Book Read Free

God and Starbucks

Page 15

by Vin Baker


  The Celtics told Jay there were indications that I had been drinking before practice, and that they were worried I had a serious problem. Jay calmly told them that this sort of accusation and alarmist response was probably not the best way to start a relationship with their newly acquired superstar power forward. Give it some time, Jay said. Everything will be fine.

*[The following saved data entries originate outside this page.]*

PR #637, opened 2017-01-12
make -ignoreptsjumps and -dvbcolor default

gonzaloUran:


src/lib_ccx/params.c
```diff
@@ -990,6 +990,10 @@ int atoi_hex (char *s)
 
 int parse_parameters (struct ccx_s_options *opt, int argc, char *argv[])
 {
+	//default arguments
+	opt->dvbcolor = 1;
+	opt->ignore_pts_jumps = 1;
+
```
saurabhshri: Maybe a better place to make this change : https://github.com/CCExtractor/ccextractor/blob/master/src/lib_ccx/ccx_common_option.c#L63

gonzaloUran: Yes, that's more appropriate.

Issue #648, opened 2017-01-15
Memory Leaks found.


sidgairo18:
1. Leaked_storage: Variable `el` going out of scope leaks the storage it points to. File src/lib_ccx/ccx_encoders_webvtt.c and function `ccx_encoders_webvtt.c()`

2. Leaked_storage: Variable `parsebuf` going out of scope leaks the storage it points to. File src/lib_ccx/general_loop.c and function `rcwt_loop()`

PR #649, opened 2017-01-15
Fix defects

sidgairo18:
Refer issue #648


src/lib_ccx/ccx_encoders_webvtt.c
```diff
@@ -182,7 +182,8 @@ int write_stringz_as_webvtt(char *string, struct encoder_ctx *context, LLONG ms_
 		}
 		written = write(context->out->fh, context->encoded_crlf, context->encoded_crlf_length);
 		if (written != context->encoded_crlf_length)
-		{
+		{   
+            		free(el);
```
maxkoryukov: As I know, the CCExtractor uses its own `freep` as a wrapper for `free`

sidgairo18:
In this case free() does the job.

maxkoryukov:
@sidgairo18 , sorry, my mistake

PR #658, opened 2017-01-21
Fix defects

sidgairo18:


src/lib_ccx/ccx_encoders_common.c
```diff
@@ -1276,6 +1276,9 @@ int encode_sub(struct encoder_ctx *context, struct cc_subtitle *sub)
 		freep(&sub->data);
 	if (wrote_something && context->force_flush)
 		fsync(context->out->fh); // Don't buffer
+    
+    	free(context);
```
cfsmp3: That free() is definitely not correct. The context is needed there. change_name doesn't allocate a new context, it returns the same one which is used globally.

PR #673, opened 2017-01-28
Fixed huge memory usage caused by OCR inits.

AlexBratosin2001:
- Fixed memory usage and slow speed caused by too many OCR initializations.
(Now there's only one OCR init per program)


canihavesomecoffee:
Either your branch is running behind the current CCX master branch, or you've broken timing on Teletext sample 78. Mind verifying this manually?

  However, as part of my deal, the Celtics assigned a new member of the organization to live with me. His name was Mike Procopio, but he went by the nickname “Sweetchuck,” supposedly because he bore a resemblance to the character with that name from the Police Academy films (he’d had the nickname since high school). Physically, Sweetchuck looked like the last person you’d expect to see in the employ of a professional basketball team. He was maybe five foot seven, and weighed about two hundred pounds. But the guy loved basketball and was completely devoted to the sport, having coached at the high school and club level before he joined the Celtics the same year that I came to Boston. Sweetchuck has since become something of a legend in NBA circles, working in player development for a number of teams (he’s currently the director of player development for the Dallas Mavericks). Sweetchuck specializes in helping players improve their shooting form, body mechanics, and footwork, among other things. In 2002, when he came to work for the Celtics, Sweetchuck was basically a gofer brought in to do whatever was asked of him. One of his first assignments was to take care of me.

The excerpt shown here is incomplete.